[Collected data entries]
* * * * * * *

Issue #2578, opened 2026-08-07
BUG: [step] build steps never execute on a native Windows host (cmd.exe spawned without PATH resolution)


octalide:
`[step.X]` build steps cannot execute on a native Windows host: the step shell is spawned by bare name and `exec.run` does no PATH resolution, so `CreateProcessA` never finds `cmd.exe`.

## Repro

Any project with a build step, built by a native Windows `mach`:

```toml
[artifact.app]
kind = "bin"
entry = "main.mach"
out = "bin/app.exe"
targets = ["*"]
link = []
need = ["gen"]

[step.gen]
cmd = "echo hello"
in = []
out = ["out/gen.txt"]
need = []
```

```
mach build . --target windows
```

This is exactly what happened in CI: `int/surface/pe-resources-native` declared a
`[step.icon]` and failed on the `int windows` leg of run 31058386257
(commit e32ac920) with

```
FAIL surface/pe-resources-native [windows/debug] (build)
    error: failed to execute build step
```

## Expected

The step's `cmd` runs under `cmd.exe /c` and its exit status is honored, exactly
as `/bin/sh -c` works on POSIX hosts.

## Actual

The step never launches. `src/lang/driver/config.mach:955-959` selects the shell
by bare name on Windows:

```mach
var shell_name: *u8 = "/bin/sh";
var shell_flag: *u8 = "-c";
$if ($mach.build.os == $mach.os.windows) {
    shell_name = "cmd.exe";
    shell_flag = "/c";
}
```

and hands it straight to `exec.run` (`src/lang/driver/config.mach:997`).
`exec.run` -> `os.spawn` -> `spawn_redirected` passes `pathname` as
`CreateProcessA`'s `lpApplicationName`
(`mach-std src/system/os/windows/shared.mach:1642` / `:1676`). With a non-NULL
`lpApplicationName`, `CreateProcess` does not search `PATH` — a partial name is
completed against the current drive and directory only. `cmd.exe` is not in the
project's working directory, so the create fails with `ERROR_FILE_NOT_FOUND`,
`spawn` returns a negative errno, and `exec.run` reports `spawn failed`, which
`config.mach:1009` surfaces as `failed to execute build step`.

The absolute POSIX `/bin/sh` needs no lookup, which is why this is Windows-only.

The repo already knows about this constraint and solves it elsewhere:
`src/cli/cmd/dep.mach:1775-1785` resolves `git` through `util.resolve_cmd`
[...]

Issue #2587, opened 2026-08-07
BUG: Windows build steps are handed a cmd.exe command line quoted with the CRT argv convention


octalide:
Depends on #2578.

Even with the step shell resolved to a concrete path (#2578), every `[step]` still fails on a native Windows host: the `/c` argument is quoted with the CRT argv convention, which `cmd.exe` does not parse.

## Repro

Any project with a build step, built by a native Windows `mach`, once #2578's
PATH resolution is in place:

```
step marker: copy assets\seed.txt out\gen\marker.txt
Path not found.
error: build step exited non-zero
```

## Expected

The step's `cmd` runs with the project root as its working directory.

## Actual

`cmd.exe` receives a mangled command string and fails to `cd`, so the step body
runs in the wrong directory (or not at all).

`src/lang/driver/config.mach` builds the step command as

```mach
full_cmd = sfmt(a, "cd /d \"{}\" && {}", project_root, expanded_cmd);
```

and passes `argv = [<cmd.exe path>, "/c", full_cmd]`. mach-std's
`build_cmdline` (`src/system/os/windows/shared.mach:783-843`) then joins argv
using the **CRT/MSVCRT** convention: an argument containing spaces or quotes is
wrapped in `"`, embedded `"` become `\"`, and backslashes before a quote are
doubled. `full_cmd` always contains both spaces and quotes, so `cmd.exe`
receives

```
cmd.exe /c "cd /d \"D:\a\mach\mach\int\...\" && copy ..."
```

`cmd.exe` does not implement backslash escaping. It strips one outer quote pair
and treats the rest literally, so `cd` is handed the path `\"D:\a\mach\mach\...\"`
— quotes and backslashes included — and reports `Path not found.`. Because the
`cd /d "<root>" && ` prefix is unconditional, this affects **every** step on
Windows, not just ones with unusual paths.

The CRT convention is correct for ordinary programs; it is only wrong for
`cmd.exe /c`, which has its own parsing rules.

## Confirmation

Isolated with a space-free command, so no quoting is applied anywhere:

```
A: cmd "/ccd /d Z:\tmp\claude-1000\wshell&&cd&&copy seed.txt sub\out.txt"
   -> Z:\tmp\claude-1000\wshell
      1 file(s) copied          # works

B: cmd /c "cd /d \"Z:\tmp\claude-1000\wshell\" && cd && copy seed.txt sub\out.txt"
   -> Path not found.           # fails
```

[...]

PR #2589, opened 2026-08-07
[on hold] fix(driver): resolve the build-step shell to a concrete path

octalide:
**On hold — do not merge. Superseded in shape; the branch is kept for its history.**

This was the first half of #2578: a `mach.lang.driver.shell` that resolved the step shell by walking PATH. Two things changed after it was opened.

1. **PATH is the wrong mechanism for the shell.** mach-std's own exec tests resolve the interpreter from `%ComSpec%` (`src/process/exec.mach`, `shell_path()`), falling back to the canonical path. The shell is not a user-named program — it has a canonical platform location. The three PATH lookups elsewhere in mach (`dep.mach`, `run.mach`, `testing.mach`) are locating user-named programs, which is a genuine caller policy decision; this one never should have been a PATH lookup at all. Tracked separately as mach-std#425.
2. **It does not fix anything on its own.** Once the shell spawns, #2587 takes over: the `/c` argument is quoted with the CRT convention, which `cmd.exe` does not parse, so every step still fails.

## What replaces it

A single mach PR after the mach-std chain lands:

- mach-std#423 — `exec.run_in`, a working directory on the spawn contract (ready for review)
- mach-std#424 — `exec.run_shell`, owning the per-platform command quoting

With both, `config.mach` becomes one `exec.run_shell(cmd, project_root, env)` call: no ComSpec lookup, no `/bin/sh` constant, no `cd` prefix on either platform, and `mach.lang.driver.shell` dissolves entirely rather than shrinking.

The Windows-leg `[step]` fixture ships with that PR, along with the space-in-root and quote-in-command cases, each demonstrated failing against unfixed code.

## What still stands from this branch

The diagnosis and the layering finding. `lang` cannot import `cli` (`src/cli/util.mach` already imports `mach.lang.manifest`), so any shared helper has to live on the `lang` side — that constraint carries over.

Refs #2578, #2587


octalide:
Superseded by #2602, merged as `38298fc`.

The replacement landed in the shape this PR's own description predicted: with mach-std 0.23.0's `exec.run_shell` carrying the ComSpec lookup, the child working directory, and the per-platform quoting, `config.mach` became a single call and `mach.lang.driver.shell` was never needed at all rather than shrinking.

Closing unmerged. The diagnosis and the `lang` cannot import `cli` layering finding both carried over.

Closes #2578 and #2587 via #2602.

* * * * * * *

» **What is needed**
Give the data again, exactly.

» **Expected output**
Issue #2578, opened 2026-08-07
BUG: [step] build steps never execute on a native Windows host (cmd.exe spawned without PATH resolution)


octalide:
`[step.X]` build steps cannot execute on a native Windows host: the step shell is spawned by bare name and `exec.run` does no PATH resolution, so `CreateProcessA` never finds `cmd.exe`.

## Repro

Any project with a build step, built by a native Windows `mach`:

```toml
[artifact.app]
kind = "bin"
entry = "main.mach"
out = "bin/app.exe"
targets = ["*"]
link = []
need = ["gen"]

[step.gen]
cmd = "echo hello"
in = []
out = ["out/gen.txt"]
need = []
```

```
mach build . --target windows
```

This is exactly what happened in CI: `int/surface/pe-resources-native` declared a
`[step.icon]` and failed on the `int windows` leg of run 31058386257
(commit e32ac920) with

```
FAIL surface/pe-resources-native [windows/debug] (build)
    error: failed to execute build step
```

## Expected

The step's `cmd` runs under `cmd.exe /c` and its exit status is honored, exactly
as `/bin/sh -c` works on POSIX hosts.

## Actual

The step never launches. `src/lang/driver/config.mach:955-959` selects the shell
by bare name on Windows:

```mach
var shell_name: *u8 = "/bin/sh";
var shell_flag: *u8 = "-c";
$if ($mach.build.os == $mach.os.windows) {
    shell_name = "cmd.exe";
    shell_flag = "/c";
}
```

and hands it straight to `exec.run` (`src/lang/driver/config.mach:997`).
`exec.run` -> `os.spawn` -> `spawn_redirected` passes `pathname` as
`CreateProcessA`'s `lpApplicationName`
(`mach-std src/system/os/windows/shared.mach:1642` / `:1676`). With a non-NULL
`lpApplicationName`, `CreateProcess` does not search `PATH` — a partial name is
completed against the current drive and directory only. `cmd.exe` is not in the
project's working directory, so the create fails with `ERROR_FILE_NOT_FOUND`,
`spawn` returns a negative errno, and `exec.run` reports `spawn failed`, which
`config.mach:1009` surfaces as `failed to execute build step`.

The absolute POSIX `/bin/sh` needs no lookup, which is why this is Windows-only.

The repo already knows about this constraint and solves it elsewhere:
`src/cli/cmd/dep.mach:1775-1785` resolves `git` through `util.resolve_cmd`
[...]

Issue #2587, opened 2026-08-07
BUG: Windows build steps are handed a cmd.exe command line quoted with the CRT argv convention


octalide:
Depends on #2578.

Even with the step shell resolved to a concrete path (#2578), every `[step]` still fails on a native Windows host: the `/c` argument is quoted with the CRT argv convention, which `cmd.exe` does not parse.

## Repro

Any project with a build step, built by a native Windows `mach`, once #2578's
PATH resolution is in place:

```
step marker: copy assets\seed.txt out\gen\marker.txt
Path not found.
error: build step exited non-zero
```

## Expected

The step's `cmd` runs with the project root as its working directory.

## Actual

`cmd.exe` receives a mangled command string and fails to `cd`, so the step body
runs in the wrong directory (or not at all).

`src/lang/driver/config.mach` builds the step command as

```mach
full_cmd = sfmt(a, "cd /d \"{}\" && {}", project_root, expanded_cmd);
```

and passes `argv = [<cmd.exe path>, "/c", full_cmd]`. mach-std's
`build_cmdline` (`src/system/os/windows/shared.mach:783-843`) then joins argv
using the **CRT/MSVCRT** convention: an argument containing spaces or quotes is
wrapped in `"`, embedded `"` become `\"`, and backslashes before a quote are
doubled. `full_cmd` always contains both spaces and quotes, so `cmd.exe`
receives

```
cmd.exe /c "cd /d \"D:\a\mach\mach\int\...\" && copy ..."
```

`cmd.exe` does not implement backslash escaping. It strips one outer quote pair
and treats the rest literally, so `cd` is handed the path `\"D:\a\mach\mach\...\"`
— quotes and backslashes included — and reports `Path not found.`. Because the
`cd /d "<root>" && ` prefix is unconditional, this affects **every** step on
Windows, not just ones with unusual paths.

The CRT convention is correct for ordinary programs; it is only wrong for
`cmd.exe /c`, which has its own parsing rules.

## Confirmation

Isolated with a space-free command, so no quoting is applied anywhere:

```
A: cmd "/ccd /d Z:\tmp\claude-1000\wshell&&cd&&copy seed.txt sub\out.txt"
   -> Z:\tmp\claude-1000\wshell
      1 file(s) copied          # works

B: cmd /c "cd /d \"Z:\tmp\claude-1000\wshell\" && cd && copy seed.txt sub\out.txt"
   -> Path not found.           # fails
```

[...]

PR #2589, opened 2026-08-07
[on hold] fix(driver): resolve the build-step shell to a concrete path

octalide:
**On hold — do not merge. Superseded in shape; the branch is kept for its history.**

This was the first half of #2578: a `mach.lang.driver.shell` that resolved the step shell by walking PATH. Two things changed after it was opened.

1. **PATH is the wrong mechanism for the shell.** mach-std's own exec tests resolve the interpreter from `%ComSpec%` (`src/process/exec.mach`, `shell_path()`), falling back to the canonical path. The shell is not a user-named program — it has a canonical platform location. The three PATH lookups elsewhere in mach (`dep.mach`, `run.mach`, `testing.mach`) are locating user-named programs, which is a genuine caller policy decision; this one never should have been a PATH lookup at all. Tracked separately as mach-std#425.
2. **It does not fix anything on its own.** Once the shell spawns, #2587 takes over: the `/c` argument is quoted with the CRT convention, which `cmd.exe` does not parse, so every step still fails.

## What replaces it

A single mach PR after the mach-std chain lands:

- mach-std#423 — `exec.run_in`, a working directory on the spawn contract (ready for review)
- mach-std#424 — `exec.run_shell`, owning the per-platform command quoting

With both, `config.mach` becomes one `exec.run_shell(cmd, project_root, env)` call: no ComSpec lookup, no `/bin/sh` constant, no `cd` prefix on either platform, and `mach.lang.driver.shell` dissolves entirely rather than shrinking.

The Windows-leg `[step]` fixture ships with that PR, along with the space-in-root and quote-in-command cases, each demonstrated failing against unfixed code.

## What still stands from this branch

The diagnosis and the layering finding. `lang` cannot import `cli` (`src/cli/util.mach` already imports `mach.lang.manifest`), so any shared helper has to live on the `lang` side — that constraint carries over.

Refs #2578, #2587


octalide:
Superseded by #2602, merged as `38298fc`.

The replacement landed in the shape this PR's own description predicted: with mach-std 0.23.0's `exec.run_shell` carrying the ComSpec lookup, the child working directory, and the per-platform quoting, `config.mach` became a single call and `mach.lang.driver.shell` was never needed at all rather than shrinking.

Closing unmerged. The diagnosis and the `lang` cannot import `cli` layering finding both carried over.

Closes #2578 and #2587 via #2602.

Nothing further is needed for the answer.